- A coincidence-
『 偶 然 』 深 夜 side


 帰りのHRのチャイムが鳴り響き、担任の先生が教室を出て行く。
 本当なら俺も彼女である柚子と共に柚子の弟の秀太を迎えに行くはずだった……
 俺の後ろの席に座っている柚子が立ち上がったので俺は柚子に話しかけた。

「もう帰る?」
「うん。 深夜は何かあるの?」
「あ〜、勉強教える約束してんだよなぁ。 悪い、俺もう少し残るわ」
「分かった」
「家に帰ったら電話するから」

 柚子が頷いて教室を出て行くのを見て、俺は立ち上がりクラスメイトのところへ向かった。
 そう、俺は勉強をクラスメイトに教える約束をしていた。
 学力期末テストの結果が返ってきて、あまり点数の良くなかった生徒に頼まれたのだ。

「で、何を教えてほしいんだ?」
「悪いな。 数学なんだけど……」

 それから数時間俺はその生徒の横に座って勉強を教えた。
 結局その生徒だけでなく他にも数人の生徒に教えるハメになった……
 一段落した所で、他の生徒はまだ教室に残って勉強を続けるということなので俺は一人で教室を出た。
 校門を出たところで先ほど勉強を教えた生徒が呟いた言葉を思い出した。

『俺、大学受かるかなぁ……』

 それは恐らく俺達受験生にとって誰もが思うことだろう。

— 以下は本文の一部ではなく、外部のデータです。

PR #1866, opened 2021-11-05
Add background for quickstarts in dark mode

zstix:
## Description

These were looking a little rough in dark-mode (see before / after screenshots in the pull request). This isn't a perfect solution, but I think it looks much better than before.

## Screenshot(s)

**BEFORE**
Screen Shot 2021-11-05 at 10 45 47

**AFTER**
Screen Shot 2021-11-05 at 10 52 06
*

### DIFF
--- a/src/components/PackTile.js
+++ b/src/components/PackTile.js
@@ -86,8 +86,7 @@ const PackTile = ({
           margin: 0 auto 10px;
 
           .dark-mode & {
-            background-color: rgb(231 231 231 / 0);
-            background: white;
+            background-color: white;
           }
 
           ${view === VIEWS.LIST &&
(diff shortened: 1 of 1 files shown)


legnaleama:
While adding pure white can cause some visual strain on dark mode because of the high contrast, I think we can leave it as it is for now given the low traffic. 

That said, I'm reviewing our overall visual treatment for Dark mode and I'm working on documenting a set of improvements for Q4. No action on that for now though.

clarkmcadoo (approved):

jpvajda:
@legnaleama Thanks!  this improvement actually make the overall exp. a little better, so I'm going to merge this in, but I'm looking forward to whatever you come up with.

PR #1875, opened 2021-11-08
chore: added script to dev site home

jpvajda:
This PR attempts to add the crazy egg script to the developer site home page as well, so both the `/` page an `/instant-observability/` both have the script running.

### DIFF
--- a/src/components/DevSiteSeo.js
+++ b/src/components/DevSiteSeo.js
@@ -20,7 +20,7 @@ function DevSiteSeo({ description, meta, title, tags, location, type }) {
 
   const crazyEgg = (location) => {
     if (
-      location.pathname === '/index.html' ||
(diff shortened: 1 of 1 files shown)


jpvajda:
This approach also seems to throw the same errors as using a ternary operator...

Uncaught Error: CE: multiple userscripts installed
    <anonymous> http://script.crazyegg.com/pages/scripts/0045/9836.js:1
9836.js:1:70
    <anonymous> http://script.crazyegg.com/pages/scripts/0045/9836.js:1

jpvajda:
I've added a path for index.html, but it seems the script is still not firing on the index page in local testing

LizBaker (approved):

aswanson-nr (approved):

俺は何度もいろんな生徒から聞いている。
 だけど、そいつ自身にとっては大事なことだとも思う。
 俺は少し考えた。そいつが受けようとしている大学の問題を見たことがないのでアドバイスの仕様がなかった。
 気休め程度に『受かる』とはいえるがそんなことは言いたくなかった。たまには、寄り道するのもいいかと思って俺は本屋へ向かった。
 駅前の本屋へ入った俺は参考書スペースに向かおうと思った。が、その途中でファッション雑誌のラックがあったので立ち止まる。
 ちょっと気になる記事があったので俺は一冊の雑誌を手にとってパラパラと眺める。
 見終わった雑誌を閉じ、ふと何気なく表紙を見た。
 そこにはモデルが写っている。それは当然といえば当然だろう。だが、俺はそのモデルから目が離せなかった。
 何か気になったからだ。けど、何故気になったのかは分からない。とりあえず俺は雑誌をラックに戻して当初の目的である参考書スペースに向かった。
 参考書スペースには俺と同じように学生服を着ている人がたくさんいる。だが、それは特に不思議ではなかったので俺は目的の大学の参考書を探し始めた。
 そして、目的の参考書を見つけ俺が手を伸ばすと俺の横から同じように参考書に手を伸ばした奴がいた。
 俺が横を見ると向こうも同じように俺を見ていた。
 向こうは俺の顔を見るなり、「あれ?」と声を出し俺に話しかけてきた。

「山上さん?」
「……真宮?」

 そうだ、どこかで見かけた顔だなと思ったが以前街で会った真宮だ。
 真宮の彼女である絹瀬を助けたときに少し話す機会があったので少し思い出すのに時間がかかってしまった。
 だが、それだけではない。真宮の顔がさっき見たモデルの顔に見えたのだ。横顔がそっくりだから恐らく間違いないだろう。

「あの時は、本当にありがとうございました」

 俺が考え事をしていると真宮が突然お礼を言ってきた。『あの時』と言っているので恐らく絹瀬を助けたことを言っているのだろう。
 そんなにお礼を言われても逆に困ってしまう。

「もういいって。 それにしても奇遇だな、おまえの家ってこの近くなのか?」
「いえ、家は、ここから2駅前の榎木町です。 今日、彼女が学校の校外授業の一環でこの街にある保育園に来ていて帰りが遅くなるようなので迎えに来たんです。 そこの駅が待ち合わせ場所で」
「そういうことか」

 真宮はこの辺に住んでるのかと思ったがどうやら違うらしい。
 今まで会ったことがないのでちょっと不思議に思っていたがこれで納得できる。
 ふと、本屋に来た当初の目的を思い出した俺は真宮に話しかけた。

「それ、買うのか?」
「正直、探していたモノなので欲しいですけれども、山上さんが必要ならどうぞ」

 俺が目的の参考書を指差すと真宮は譲ろうとしてくれた。
 だけど、俺は元々この参考書を買おうと思っていたわけではなく問題のレベルを知りたかっただけで正直立ち読みをしようと思っていただけだ。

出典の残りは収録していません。